No reza, no irá a Misa, no lee, por ningún motivo la Biblia
(“no la soporto”), no quiso recibir ni un santito siquiera. Fue amable, pero,
nos dejó a Marisol, mi hermana misionera y a mí, una tristeza agobiante. Por lo
que se pierde, por no querer ni siquiera “soportar” la Palabra de Dios, por el
alejamiento voluntario y a sabiendas de todo lo que se refiera al Señor.
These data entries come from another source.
PR #1233, opened 2017-02-10
[geometry] fix compatibility with old visual studio for Python 2.7

marscher:
Also re-enable Py27 in Appveyors build matrix.

This PR is already part of a patch set for release 1.8 under Omnia and conda-forge channels to enable the Python 2.7 support for windows.


mdtraj/geometry/include/math_patch.h
```diff
@@ -1,11 +1,14 @@
 // Math functions for old versions of visual studio
-
+#ifndef __MATH_PATH_H_
+#define __MATH_PATH_H_
 #ifdef _MSC_VER
 #if _MSC_VER < 1900 // prior to vs2015
-float roundf(float x) {
+#pragma once
```
mpharrigan: why is this pragma necessary?

mdtraj/geometry/include/math_patch.h
```diff
@@ -1,11 +1,14 @@
 // Math functions for old versions of visual studio
-
+#ifndef __MATH_PATH_H_
```
mpharrigan: nit pick: This should probably be `MATH_PATCH_H`. (path --> patch) double underscores are (supposed to be) reserved for compiler vendors

mdtraj/geometry/include/math_patch.h
marscher: it is probably redundant with the inline qualifier. I got trouble linking these symbols, because they were included twice. We can have another CI run without the pragma once.

mdtraj/geometry/include/math_patch.h
marscher: -Wpedantic 👍

mdtraj/geometry/include/math_patch.h
mpharrigan: I thought it might be redundant with the ifdef guards

mpharrigan:
thanks so much @marscher !

PR #1238, opened 2017-02-27
Skip renumbering if no bonds in mol2

mattwthompson:
Currently, reading in a mol2 without bonds fails when it tries to renumber the bonds to 0 index:

```
import mdtraj as md

md.load('li.mol2')
```

with mol2 file:

```
@<TRIPOS>MOLECULE
RES
1 0 1 0 1 
SMALL
NO_CHARGES
@<TRIPOS>CRYSIN
   10.0000    10.0000    10.0000    90.0000    90.0000    90.0000  1  1
@<TRIPOS>ATOM
       1 Li           0.0000     0.0000     0.0000 opls_404      1 RES    
@<TRIPOS>BOND
@<TRIPOS>SUBSTRUCTURE
       1 RES             1 RESIDUE    0 **** ROOT      0 
```

> Traceback (most recent call last):
  File "//anaconda/lib/python3.5/site-packages/mdtraj/core/trajectory.py", line 428, in load
    value = loader(filename, **kwargs)
  File "//anaconda/lib/python3.5/site-packages/mdtraj/formats/mol2.py", line 108, in load_mol2
    offset = bonds_mdtraj.min()  # Should this just be 1???
  File "//anaconda/lib/python3.5/site-packages/numpy/core/_methods.py", line 29, in _amin
    return umr_minimum(a, axis, None, out, keepdims)
ValueError: zero-size array to reduction operation minimum which has no identity

I changed this to only renumber bonds if ```mdraj_bonds``` is not empty. I also added a test with a mol2 file that has no bonds. All of the mol2 files currently being tested have bonds.

### DIFF
--- a/mdtraj/formats/mol2.py
+++ b/mdtraj/formats/mol2.py
@@ -105,8 +105,10 @@ def load_mol2(filename):
     atoms_mdtraj["chainID"] = np.ones(len(atoms), 'int')
 
     bonds_mdtraj = bonds[["id0", "id1"]].values
-    offset = bonds_mdtraj.min()  # Should this just be 1???
-    bonds_mdtraj -= offset
+
+    if bonds_mdtraj.any():
+        offset = bonds_mdtraj.min()  # Should this just be 1???
+        bonds_mdtraj -= offset
 
     top = Topology.from_dataframe(atoms_mdtraj, bonds_mdtraj)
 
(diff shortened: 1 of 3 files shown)


mpharrigan:
I'm not super familiar with the mol2 format. @peastman or @jchodera do you want to take a look at this?

Otherwise, looks good and includes a test so I'm ok with merging

rmcgibbo:
+1

Issue #160, opened 2016-07-28
`go tool vet` is not running on all examples


thanodnl:
When running `make lint` the vetting tool is not ran on all our examples by default. This let a vetting error slip through the cracks in the `ping-thrift-gen` example.

For some reason `go tool vet` only runs on this example after installing the example:

```bash
$ go install github.com/uber/ringpop-go/examples/ping-thrift-gen/
```

When you run `make lint` after an installation you will see the following error

```bash
$ make lint
ERROR: ./examples/ping-thrift-gen/main.go:95: github.com/uber/ringpop-go/examples/ping-thrift-gen/gen-go/ping.Pong composite literal uses unkeyed fields
make: *** [lint] Error 1
```

This will prevent the precommit hook that is setup to finish which makes it harder to commit. The easiest way to remove this error is by removing the `ping-thrift-gen` from `pkg` via

```bash
$ rm -rf $GOPATH/pkg/darwin_amd64/github.com/uber/ringpop-go/examples/ping-thrift-gen # OSX specific
```

We should find the root cause for the vetter to not be running correctly and fix the vetting issue that it finds when it does run.

prashantv:
The error in question is a valid error, it's complaining about:
https://github.com/uber/ringpop-go/blob/master/examples/ping-thrift-gen/main.go#L95
```go
	return &gen.Pong{"Hello, world!", identity, &pHeader}, nil
```

The vet tool raises an error when you don't specify keys for literals for types that are defined outside of your package. You can fix this by specifying keys (e.g., `&gen.Pong{Message: "Hello, world!"}`).

The reason this is an error is to make it easier for package owners to add fields to structs without breaking all code that depends on this package. If some package uses `B.Pong{"Hello world"}`, now that call will fail when the owner of B adds a new field to `Pong`, since unkeyed literals must specify all fields.

The vet tool uses the package cache to determine the types. E.g., if the `Pong` type was actually a slice, then you wouldn't need keys.

thanodnl:
Thanks for the explanation why it needs the files in `pkg`. Now we need to find a way to get these files available on travis-ci so the `make lint` test starts failing. Because now we ran into this 'by accident' just wondering if there are more (important) files failing on `vet` as well.

prashantv:
To get packages into the `pkg` directory, you need to do `go install`, or `go test -i` or `go build -i`.

[...]

PR #170, opened 2016-08-10
Fix: Examples Tests

thanodnl:
During the development of labels I needed to add an example and documentation for the new feature. To make sure that the example works before merging I would like to let travis tell me whether or not `make test-examples` works. This fixes all existing examples and as a bonus solves a couple of the linting issues `make lint` complains about after the examples have been built locally which has been discussed in #160.

#160 cannot be closed yet because we still didn't solve the problem where the linter is not ran on the examples on travis.

### DIFF
--- a/examples/ping-json/README.md
+++ b/examples/ping-json/README.md
@@ -22,7 +22,7 @@ Lookup the node `my_key` key belongs to using [tcurl][2]:
 Call the `/ping` endpoint (multiple times) and see the request being forwarded. Each request is sent to a random node in the cluster because of the `-P hosts.json` argument--but is always handled by the node owning the key. This can be seen in the `from` field of the response:
 
     $ tcurl pingchannel -P hosts.json /ping '{"key": "my_key"}'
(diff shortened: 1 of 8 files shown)


Motiejus:
LGTM. cc @severb

examples/ping-json/README.md
```diff
@@ -22,7 +22,7 @@ Lookup the node `my_key` key belongs to using [tcurl][2]:
 Call the `/ping` endpoint (multiple times) and see the request being forwarded. Each request is sent to a random node in the cluster because of the `-P hosts.json` argument--but is always handled by the node owning the key. This can be seen in the `from` field of the response:
 
     $ tcurl pingchannel -P hosts.json /ping '{"key": "my_key"}'
```
mennopruijssers: maybe add the `pheader` here as well?

mennopruijssers:
one small, non-blocking question but: LGTM!

examples/ping-json/README.md
thanodnl: The pheader is already in the second test below this one. This example/test is without the header, but it was failing because the repsonse always contains the `pheader` even when it is empty.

Sentimos nuestra incapacidad más que en ninguna otra puerta, y nos llenó una
pena como la que tal vez sintió Nuestro Señor ante el joven rico. Tristeza de
pérdida, de vacío, de muerte. De alguna manera, advertimos que era un regalo
del Señor avistar aunque sea de lejos, a identificarnos con Su pena ante el que se cierra voluntariamente a Su Amor, y no quiere
escucharlo ni recibirlo, ante el que no quiere abrirle la puerta para oír Su
Palabra, Su consuelo, Su abrazo, Su comprensión, Su perdón, Su misericordia y
Su Amor. Nos detuvimos un momento y juntas oramos fuertemente por ella, sabemos que se rogará en la Misa. ¿Qué
más podríamos hacer? El Señor nos lo dirá tal vez cuando continuemos orando ante el
Santísimo por ella y todos aquellos a quienes visitamos.
Gracias, Señor. Es
otro de los regalos de la Misión. A veces, la alegría de ser recibido y el
corazón que arde, a veces la tristeza de
no querer ser escuchado y el corazón doliente, pero en paz.
La Presencia, siempre. Y esa es la recompensa.